*Your goal:* Each entry needs to be given again, character for character.

*Entries provided:*
PR #5436, opened 2024-03-25
Object-safe traits within wgpu-hal

lylythechosenone:
**Connections**
This is the next step forward for #5124 

**Description**
This PR adds object-safe versions of the wgpu-hal traits, and blanket implements them for types that implement the default traits. It includes small breaking changes for users of wgpu-hal. Acceleration structures remain unimplemented currently, although they are not used in core anyway.

**Testing**
Currently, there are no tests. Once this is fully integrated into core, it will use core's tests.

**Checklist**

- [x] Run `cargo fmt`.


lylythechosenone:
Actually @Wumpf hold before you merge this. I may have (perhaps annoyingly) found a way to entirely eliminate it. If you'd like, you can move this to a draft.

Edit: damn it, this might also require reverting my other PR! Let me keep looking into it.

lylythechosenone:
Alright. I have to figure out what causes that ICE. Once I do that, I'll probably remove the `dynamic` module and move it into core, with minor changes. I'll illustrate my full plan on the issue if I have time. Let me know if you know the cause of this ICE.

lylythechosenone:
Alright @Wumpf if this check passes, this should be fine to merge.

lylythechosenone:
Wait, never mind, back to draft I go!

EDIT: this was a mistake, please ignore.

EDIT 2: I was actually right.

lylythechosenone:
I think that should do it!

#5124: all of the hal steps should now be done. For now, I just patched `HalApi` to ignore these changes, but I'll start the work on incrementally making core dynamic as well. That will be a much more complicated process, but I do have a plan.

cc @Wumpf

lylythechosenone:
I think we can do it without that change [`A` as an associated type], and as such, we should avoid that change in an effort to reduce breaking changes.

wgpu-hal/src/lib.rs
```diff
@@ -190,50 +191,196 @@ impl InstanceError {
...
+resource!(AccelerationStructure: fmt::Debug + 'static);
 
-pub trait Instance: Sized + WasmNotSendSync {
-    type A: Api;
+pub trait SurfaceTexture<T: Texture + ?Sized>: Resource + fmt::Debug + Borrow<T> {}
+impl<T: Resource + fmt::Debug + Borrow<Tex>, Tex: Texture> SurfaceTexture<Tex> for T {}
 
-    unsafe fn init(desc: &InstanceDescriptor) -> Result<Self, InstanceError>;
+pub trait Api: Clone + fmt::Debug + Sized {
+    type Instance: Instance<Self> + ?Sized;
```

*Answer section:*
PR #5436, opened 2024-03-25
Object-safe traits within wgpu-hal

lylythechosenone:
**Connections**
This is the next step forward for #5124 

**Description**
This PR adds object-safe versions of the wgpu-hal traits, and blanket implements them for types that implement the default traits. It includes small breaking changes for users of wgpu-hal. Acceleration structures remain unimplemented currently, although they are not used in core anyway.

**Testing**
Currently, there are no tests. Once this is fully integrated into core, it will use core's tests.

**Checklist**

- [x] Run `cargo fmt`.


lylythechosenone:
Actually @Wumpf hold before you merge this. I may have (perhaps annoyingly) found a way to entirely eliminate it. If you'd like, you can move this to a draft.

Edit: damn it, this might also require reverting my other PR! Let me keep looking into it.

lylythechosenone:
Alright. I have to figure out what causes that ICE. Once I do that, I'll probably remove the `dynamic` module and move it into core, with minor changes. I'll illustrate my full plan on the issue if I have time. Let me know if you know the cause of this ICE.

lylythechosenone:
Alright @Wumpf if this check passes, this should be fine to merge.

lylythechosenone:
Wait, never mind, back to draft I go!

EDIT: this was a mistake, please ignore.

EDIT 2: I was actually right.

lylythechosenone:
I think that should do it!

#5124: all of the hal steps should now be done. For now, I just patched `HalApi` to ignore these changes, but I'll start the work on incrementally making core dynamic as well. That will be a much more complicated process, but I do have a plan.

cc @Wumpf

lylythechosenone:
I think we can do it without that change [`A` as an associated type], and as such, we should avoid that change in an effort to reduce breaking changes.

wgpu-hal/src/lib.rs
```diff
@@ -190,50 +191,196 @@ impl InstanceError {
...
+resource!(AccelerationStructure: fmt::Debug + 'static);
 
-pub trait Instance: Sized + WasmNotSendSync {
-    type A: Api;
+pub trait SurfaceTexture<T: Texture + ?Sized>: Resource + fmt::Debug + Borrow<T> {}
+impl<T: Resource + fmt::Debug + Borrow<Tex>, Tex: Texture> SurfaceTexture<Tex> for T {}
 
-    unsafe fn init(desc: &InstanceDescriptor) -> Result<Self, InstanceError>;
+pub trait Api: Clone + fmt::Debug + Sized {
+    type Instance: Instance<Self> + ?Sized;
```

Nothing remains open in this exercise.